Wild Fire (Chaos #6.5) by Kristen Ashley

“Boy—” Duke started.

“I’m not a boy,” Dutch bit.

His temper wasn’t usually short, but these days, it could be.

This was why Duke blinked.

He then said, “Son—”

“I’m not your son either,” Dutch returned.

“Right then.” Duke’s voice was no longer a friendly rumble. It was tight. “First, my age can’t have escaped you, considerin’ all this gray hair and wrinkles, so you are a boy to me, and you will be until you’re sixty and I’m dead. And second, any man’s a man at all, a man that’s younger than him and obviously struggling is his son. A son he looks after.”

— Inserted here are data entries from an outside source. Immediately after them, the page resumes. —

PR #2865, opened 2022-02-17
Cleanup test_cocotb

ktbarrett:
* replaced assert_deprecated with pytest.warns
* replaced assert_raises with pytest.raises
* removed _check_traceback from tests, checking tracebacks textually is
  too fragile
* removed mostly useless clock_gen routine

Should unblock #2857.

### DIFF
--- a/tests/test_cases/test_cocotb/common.py
+++ b/tests/test_cases/test_cocotb/common.py
@@ -6,22 +6,9 @@ Common utilities shared by many tests in this directory
 """
 import re
 import traceback
-from contextlib import contextmanager
-
-from cocotb.triggers import Timer
 
 
-async def clock_gen(clock):
-    """Example clock gen for test use"""
-    for i in range(5):
-        clock.value = 0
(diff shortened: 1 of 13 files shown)


eric-wieser:
The point in the traceback checking was to verify that the traceback is actually being preserved through coroutines. There are only three of those tests, I think the benefit of keeping them outweighs the cost of maintaining them.

ktbarrett:
> The point in the traceback checking was to verify that the traceback is actually being preserved through coroutines

This could be done more easily than testing against the whole traceback. You only need to check for unique identifiers in the traceback string.

> There are only three of those tests

There only needs to be one.

ktbarrett:
I ended up leaving all three and check_traceback, but allowed the tests to test less. Basically it just tests that both `raise_inner` and `raise_soon` are in the traceback, in the correct order. Which is sufficient to test that exceptions were propagated correctly.

marlonjames (approved):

Christ, was he not hiding it?

“I’m not struggling,” he lied again.


“Brother, just ring me up so I can get on with my day,” Dutch demanded.

Duke was silent a beat.

He then finished ringing him up, and Dutch paid.

“No bag,” he grunted.

Duke slid the books over the counter toward Dutch.

Dutch had turned, avoiding Tex’s eyes as he did, and started heading toward the door when Duke called, “You know that door is always open, but the one to my cabin in Evergreen is too, man.”

Duke was good people and Dutch had acted like an asshole.

So he lifted a hand and flicked out a finger to indicate he’d heard Duke’s words before he walked out the door.

It was early November, and cold, and he’d had a trip planned to Fortnum’s on his agenda that day, so he was not on his bike.

He was in his truck.

And right then, he walked the five blocks to his vehicle huddling into his leather cut. A spot that even five blocks away was considered a score in an area that had grown popular over the years, to the point all the good shit was smushed in with all the trendy shit.

Trendy, like there was a fucking tiki bar, for fuck’s sake.

As the years had gone by and the new edged out some of the old, Fortnum’s had become the bastion of old-school cool on South Broadway in Denver.

And Dutch hoped like hell the millennials—of which he was one, but he wasn’t a fan of his membership—got bored with Broadway and returned it to the freaks and geeks and antiquers and gays and hip cats and hipper pussycats who knew true cool came from a vintage clothing shop, not a Free People catalog.

He climbed into his truck as his phone rang again.

He checked it.

It was Jagger.

He ignored the call, started up his truck, and embarked on the only other item on his agenda that day.

He headed to King’s Shelter, a safe place for runaway kids.

King’s provided food. A bed. TV. Some counseling if you took it. Some tutoring, if you took that too.

Mostly, it was a no-pressure place for kids who couldn’t hack home so they wouldn’t be on the streets. They could get a decent meal, sleep in a clean bed, take a shower and catch up on their reality programs.

Right, that wasn’t entirely accurate.

There was food, clean beds, and a huge TV.

But also, there was pressure.

That said, Juliet Crowe, the woman who ran the place, made an art of making pressure seem like no pressure.

If there was a way to reconcile shit at home, she’d find it, and reconcile that shit.

If there was no way, she’d figure out an alternate avenue for a kid that didn’t include hanging downtown, falling into dealing, using, or whoring.

It was just she was a dab hand at finessing that shit.

He parked at the shelter, got out, grabbed one of the books, and headed in.

Chances were probably seventy-thirty the kid wouldn’t be there.

Dutch’s day looked up when he saw him there.

He didn’t hesitate moving right to the guy who was not at one of the couches around the big sixty-incher, watching some show where three bitches were wearing skintight mini-dresses and four-inch heels, shouting at each other and pulling each other’s hair.

He was sitting at a table on the outskirts.

That was Carlyle.

The outsider.

Even at a shelter for runaway kids.

“The wig’s gonna go, wait and see,” he declared as Dutch made the table.

Dutch turned his head and looked at the TV.

Carlyle was right. One of the women was shrieking because another one had pulled off her wig.

Dutch sighed and looked back to a boy who was really no longer a boy.

The kid was six nine if he was an inch. Three hundred pounds if he was an ounce. Dark skin. Brown eyes hard as marbles.